While the assistant's interpretation of "Not Found" was correct, there are a few aspects worth critiquing:

The db-init automation gap. The assistant fixed the database schema manually by running ycqlsh commands directly against YugabyteDB. This is fine for a debugging session, but it creates a hidden dependency: if someone restarts the cluster from scratch (without the manual fix), the old schema will reappear and the proxy will break again. The assistant updated the docker-compose.yml db-init section earlier, but the logs showed it was still only creating keyspaces. A more robust fix would have been to ensure the db-init container runs the CQL migration files, making the schema creation idempotent and automated.

The missing end-to-end test. The assistant declared "Not Found is good" and moved on, but didn't immediately run a PUT request to create an object and then GET it back. This would have validated the full path through the proxy, database, and Kuri node. The assistant's next step was to "test actual S3 operations," but the message ends before that happens. In a production debugging scenario, the temptation to pause at a partial victory is strong, but the most valuable debugging happens when you push through to a complete end-to-end validation.

The assumption about Kuri node health. The assistant had confirmed earlier that both Kuri nodes were running (not crashed), but hadn't checked whether they were actually serving requests. A quick curl to the Kuri nodes' LocalWeb endpoints (ports 7001 and 7002) would have confirmed that the storage layer was operational. Without this check, the "Not Found" response from the proxy only validates half the system.

These are minor critiques in the context of a complex debugging session. The assistant's approach was methodical and effective, and the decision to validate incrementally rather than all at once is a sound strategy for distributed systems debugging.

Conclusion

The message "Not Found is good" captures a moment that every distributed systems engineer knows intimately: the moment when a system transitions from "definitely broken" to "probably working." It's a fragile moment, full of assumptions and untested paths, but it's also a moment of genuine progress. The assistant's ability to recognize this transition, to interpret a seemingly negative result as positive validation, and to articulate the reasoning behind that interpretation, demonstrates a deep understanding of how distributed systems behave.

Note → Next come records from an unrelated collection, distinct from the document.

PR #256, opened 2024-07-08
SCC-4154 timed logout modal

charmingduchess:
## Ticket:

- JIRA ticket [SCC-4154](https://newyorkpubliclibrary.atlassian.net/browse/SCC-4154)

- Adds a timeout dialog warning a user they may be automatically logged out. 

A couple notes:

- I currently have the timeout warning showing up with 5 minutes left just for ease of testing, but this will eventually be a 2 minute warning. 
- I was also considering moving to the account page all the logic dealing with figuring out how much time is left, and by extension the rendering of the modal. However, I decided to keep that logic in the modal component to avoid coupling these two components, with an eye towards the rest of the website having a similar logout timeout. 

## How has this been tested?

I'm really struggling with how to test this. Not really sure how to have a minute long timeout within a test. To that end, I was considering moving the logic to calculate the time left and whether to render the modal outside of the modal component. 
I have not yet written any tests that pass. But running this locally, I am able to stay logged in, see the token get reset. The log me out flow is also working as far as I can see. 

- I imagine this will need some focus handling but I'm not sure what that should be.

### Checklist:

[SCC-4154]: https://newyorkpubliclibrary.atlassian.net/browse/SCC-4154?atlOrigin=eyJpIjoiNWRkNTljNzYxNjVmNDY3MDlhMDU5Y2ZhYzA5YTRkZjUiLCJwIjoiZ2l0aHViLWNvbS1KU1cifQ


src/components/MyAccount/TimedLogoutModal.tsx
```diff
@@ -0,0 +1,123 @@
...
+  timeoutWindow = 5,
+}: {
+  expirationTime: string
+  stayLoggedIn: () => void
+  timeoutWindow?: number
+}) => {
+  const [open, setOpen] = useState(false)
+  const router = useRouter()
+  const redirectUri = useLogoutRedirect()
+  const logOutAndRedirect = () => {
```
EdwinGuzman, line 33: Ah, I thought this function lived outside of the file. So my previous suggestion of mocking this function doesn't apply.

EdwinGuzman (approved):

src/utils/cookieUtils.ts
```diff
@@ -0,0 +1,43 @@
+const includeDomain = process.env.NODE_ENV !== "test"
+
+export const getTimeLeft = (expTime) => {
+  console.log(expTime)
+  return (new Date(expTime).getTime() - new Date().getTime()) / 1000
+}
+/**
+ * setCookieWithMaxAge(sKey, expiration, value)
+ * set a cookie
+ * @param {string} sKey - The name of the cookie
```
dgcohen, line 10: Code looks good but can you replace the JSDoc in the comment with typescript annotations?

src/utils/cookieUtils.ts
```diff
@@ -0,0 +1,43 @@
...
+ * @param {string} expiration - when to expire the cookie. Defaults to immediately expire
+ * @param {string} value - The value of the cookie, defaults to an empty string
+ */
+
+const setCookieWithExpiration = (sKey, expiration, value = "") => {
```
dgcohen, line 15: Where does the sKey name come from? Can this be renamed as just "key"?

src/utils/cookieUtils.ts
```diff
@@ -0,0 +1,43 @@
...
+  const now = new Date()
+  now.setTime(now.getTime() + minutes * 60 * 1000 + seconds * 1000)
+  return now.toUTCString()
+}
+
+/**
+ * deleteCookie(sKey)
+ * Delete the cookie by having it expired.
+ *
+ * @param {string} sKey - The name of the cookie to be looked up.
```
dgcohen, line 31: Same comment as above for replacing JS doc with type annotations.

src/utils/cookieUtils.ts
```diff
@@ -0,0 +1,43 @@
+const includeDomain = process.env.NODE_ENV !== "test"
+
+export const getTimeLeft = (expTime) => {
+  console.log(expTime)
```
dgcohen, line 4: Remove this console.log

src/utils/cookieUtils.ts
```diff
@@ -0,0 +1,43 @@
...
+ * @param {string} value - The value of the cookie, defaults to an empty string
+ */
+
+const setCookieWithExpiration = (sKey, expiration, value = "") => {
+  document.cookie =
+    `${sKey}=${value}; expires=${expiration || Date.now()}; ` +
+    (includeDomain ? "path=/; domain=.nypl.org;" : "")
+}
+
+export const incrementTime = (minutes, seconds = 0) => {
```
dgcohen, line 21: Small nit but can you rename this to something like getIncrementedTime or getIncrementedCurrentTime or something like that? I think it would make it more legible since to me incrementTime suggests that there might be a side effect to an existing value.

src/components/MyAccount/TimedLogoutModal.tsx
```diff
@@ -0,0 +1,123 @@
...
+            }${timeUntilExpiration.seconds}`}
+          </span>
+        </CardHeading>
+        <CardContent>
+          <CardActions className={styles.modalButtons}>
+            <Spacer />
+            <Button
+              buttonType="secondary"
+              onClick={logOutAndRedirect}
+              id="logout -button"
```
dgcohen, line 103: Remove whitespace here

src/components/MyAccount/TimedLogoutModal.tsx
```diff
@@ -0,0 +1,123 @@
...
+  // Theoretically, accountPageExp should disappear after 5mins, causing
+  // logOutAndRedirect() to be fired above, but let's make sure a failure
+  // there never allows the timer to pass zero:
+  if (timeUntilExpiration.minutes <= 0 && timeUntilExpiration.seconds <= 0) {
+    logOutAndRedirect()
+  }
+  if (!open) return null
+
+  return (
+    <div
```
dgcohen, line 72: Use a <Box> here just to keep consistency with other components.

src/components/MyAccount/TimedLogoutModal.tsx
```diff
@@ -0,0 +1,123 @@
...
+        backgroundColor="ui.bg.default"
+        className={styles.logoutModalBody}
+      >
+        <CardHeading
+          sx={{ display: "flex", justifyContent: "space-between" }}
+          subtitle="Do you want to stay logged in?"
+          size="heading6"
+        >
+          Your session is about to expire
+          <span>
```
dgcohen, line 91: Use a Box as="span" here just for consistency with other components.

dgcohen (changes requested):
Code looks good and works well! Just a few minor comments.

src/components/MyAccount/TimedLogoutModal.tsx
charmingduchess: Yea it's a little tricky because it needs the redirect uri. I could pull it out and make the uri a param. I may try for that.

src/utils/cookieUtils.ts
charmingduchess: it was just like that in DFE

src/components/MyAccount/TimedLogoutModal.tsx
charmingduchess: @EdwinGuzman do you want me to try and pull this out and try to get tests running here?

EdwinGuzman: Hmm i think it might be useful to test the side effects from calling this function, but I think you can mock the external router and deleteCookie function instead and verify that they're called. Can you try that first and if that doesn't work then you can try pulling this function out and running a check that this function was called rather than the two inside of it.

EdwinGuzman: Yes, I'd be okay with that.

dgcohen (approved):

The "Not Found" response was not the end of the debugging session — there were more issues to find and fix, more layers to validate, more tests to run. But it was a necessary milestone, a checkpoint that allowed the assistant to move from "why is everything broken?" to "what's the next thing to test?" In the messy, iterative process of building and debugging distributed systems, sometimes "Not Found" is exactly what you want to hear.